Of course, variables remain. The Fed’s concerns about stability could also apply to Ripple. The price volatility of crypto-assets like XRP, stablecoin operational risks, and cybersecurity threats are all areas the Fed will scrutinize closely. The Fed has the authority to attach conditions to a master account if needed (e.g., setting deposit limits, not paying interest) or to restrict or close the account if it poses a risk, even after granting it. In the worst-case scenario, a rejection like Custodia’s cannot be ruled out, but given that the Fed has already gone through a legal battle, it is expected to make a more deliberate decision based on clearer criteria this time. In short, the Custodia case served as a lesson and a preparatory guide for Ripple, which is now re-attempting its bid with higher compliance standards and a federal-level charter.

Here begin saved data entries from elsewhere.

PR #21750, opened 2026-03-04
fix: Do not use PostAnalysis TypingMode for IDE method resolution

ChayimFriedman2:
As explained in the comments, PostAnalysis is good for most IDE things but not method resolution.

This fixes a bug which should not be impacted by this at all - return position impl trait in trait. It is currently lowered to an opaque, while it should be lowered to an anonymous associated type. But today when it is lowered as an opaque, this opaque of course has no definition and will normalize to an error, preventing method resolution on it from succeeding in some cases.

Fixes rust-lang/rust-analyzer#21749.

### DIFF
--- a/crates/hir/src/lib.rs
+++ b/crates/hir/src/lib.rs
@@ -5952,7 +5952,16 @@ impl<'db> Type<'db> {
     ) -> R {
         let module = resolver.module();
         let interner = DbInterner::new_with(db, module.krate(db));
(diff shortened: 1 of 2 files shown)


ChayimFriedman2:
Sorry for the Copilot review, I was curious to see how much it will understand from the jargon. Looks like it understand nothing and just repeats what I said, as expected 😂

6. Overview of the Stablecoin Market and U.S. Policy Trends
To understand Ripple’s master account application, it is necessary to examine the growth of the stablecoin market and its regulatory environment. A stablecoin is a cryptocurrency with a stable value, typically designed to be pegged 1:1 to a fiat currency like the U.S. dollar. Tether (USDT) and USD Coin (USDC) are prominent examples, widely used as an intermediate currency replacing the dollar in crypto trading and utilized for various purposes such as decentralized finance (DeFi) and international remittances. The stablecoin market has grown rapidly since around 2018, with the global market capitalization exceeding approximately $250 billion in 2025, a record high. The market reacted strongly to the passage of a stablecoin regulation bill in the U.S. Senate, with the total market cap surging by over 20% in a short period on expectations of institutional integration.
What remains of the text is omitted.